Programs such as Angry Birds (Box2D, I believe), Epic Citadel (Unreal Engine Demo) and No! Human (Unity) were built in third-party engines that were/are approved by Apple for use in development of entertainment and gaming based apps. Other programmers and development houses opt to build their own engines within the COCOA/Obj-C framework and use that to power their programs while avoiding some of the nitty gritty. Still, it is my belief that it would behoove people who are new to iOS to actually sit down and try to write a game in Obj-C, as I did (a little word scramble game, mostly to play with the graphical capabilities), before diving into an engine and working from there. Though one can get away with doing C++-derived code mixed with Obj-C through an engine, there are certain neat features (accelerometers, gyroscope, etc) that may, as of this writing, may only be available and accessible through Obj-C in the iOS environment.

 

Fortunately for those of us who want to challenge ourselves and write a game primarily in the Obj-C language, XCode comes with a fairly robust debugging suite and SnapShot feature that allow developers to track their code line by line and back up to an earlier iteration if things simply become too hairy and frustrating. Unfortunately, debugging does not readily apply to IB as XCode and IB are technically separate programs and this is where many of the aforementioned unknowable errors can crop up.
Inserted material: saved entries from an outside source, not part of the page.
Issue #2005, opened 2016-03-18
Fully qualified domain name being pushed as subdomain


samholmes1337:
I have created a docker image that I am pushing to my dokku server hosted at `example.xyz`. I have set the git remote to `dokku@example.xyz:subdomain.example.xyz`, as I host multiple different primary domains from this server.

However after going through a brief building process it says that the application has been successfully deployed on `http://subdomain.example.xyz.example.xyz`. Was wondering if this was perhaps something to do with the TLD `xyz`?

Running `Dokku 0.4.14`, `Linux example 3.13.0-77-generic #121-Ubuntu SMP Wed Jan 20 10:50:42 UTC 2016 x86_64 x86_64 x86_64 GNU/Linux`, `Docker 1.10.3`. It is currently being hosted on a 512mb DigitalOcean droplet that was setup through their app system.

samholmes1337:
I have been able to reproduce this issue when using a `herokuish` build. The following is the terminal output:

```

**Comment by josegonzalez** [comment]
Can you add *all* the information we ask for in our [ISSUE_TEMPLATE.md](https://github.com/dokku/dokku/blob/master/ISSUE_TEMPLATE.md)?

**Comment by samholmes1337** [comment]
### uname -a
```
Linux example 3.13.0-77-generic #121-Ubuntu SMP Wed Jan 20 10:50:42 UTC 2016 x86_64 x86_64 x86_64 GNU/Linux
```

### free -m
```
             total       used       free     shared    buffers     cached
Mem:           490        468         21          1         33        186
-/+ buffers/cache:        249        240
Swap:            0          0          0
```

### docker version
```
Client:
 Version:      1.10.1
 API version:  1.22
 Go version:   go1.5.3
 Git commit:   9e83765
 Built:        Thu Feb 11 19:27:08 2016
 OS/Arch:      linux/amd64

Server:
 Version:      1.10.1
 API version:  1.22
 Go version:   go1.5.3
 Git commit:   9e83765
 Built:        Thu Feb 11 19:27:08 2016
 OS/Arch:      linux/amd64
```

### docker -D info
```
Containers: 8
 Running: 3
 Paused: 0
 Stopped: 5
Images: 25
Server Version: 1.10.1
Storage Driver: aufs
 Root Dir: /var/lib/docker/aufs
 Backing Filesystem: extfs
 Dirs: 73
 Dirperm1 Supported: false
Execution Driver: native-0.2
Logging Driver: json-file
Plugins:
[...]

PR #2304, opened 2016-07-08
Add distinction for fully qualified domain name

samholmes1337:
When publishing a fully-qualified domain name (Add initial check for FQDN termination or FQDN: a DNS entry terminated by a period), it will now bypass all other checks and just publish that domain name as is.

Refs #2005.


samholmes1337:
Made another mistake, sorry guys!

Much of the time, fixing these is a result of finding the misdirected link or incorrect ‘class identifier’ and switching it out until something works. After the first couple of times, this becomes second nature and fixed within minutes instead of hours. For those of us who either prefer programmatic approaches or do not want to deal with the IDE, we have the option to avoid it.    

 

Being from a primarily visual background, programming is not the easiest thing for me to do, but it is something I enjoy and should I get a job in the gaming or animation industries, being familiar will likely help with building rapport with programmers and understanding their limitations. Furthermore, iOS is actually a great language for designers/artists, as it does have a robust and visually oriented bent – although asset management and proper coding can become an incredible chore, given that there are tedious and repetitive coding aspects to Obj-C. Cut and Paste will become one of your most used tools in Obj-C, like many other programming languages where you have to do the same thing repeatedly. Just be very careful with the syntax. Getting acquainted was a tough slog for me, personally, but once I did, I felt empowered and have in the future, whether I create games or other programs, an entirely new market opened up to me and as I build my repertoire, what will likely become an incredibly marketable skill. Obj-C has actually been around for quite awhile, but now is becoming a mature language with numerous books written specifically for the iOS environment and is rapidly building a vibrant programming community and a language I would highly recommend getting acquainted with, despite the aggravations it may cause in the beginning and will likely help make experienced programmers even more efficient.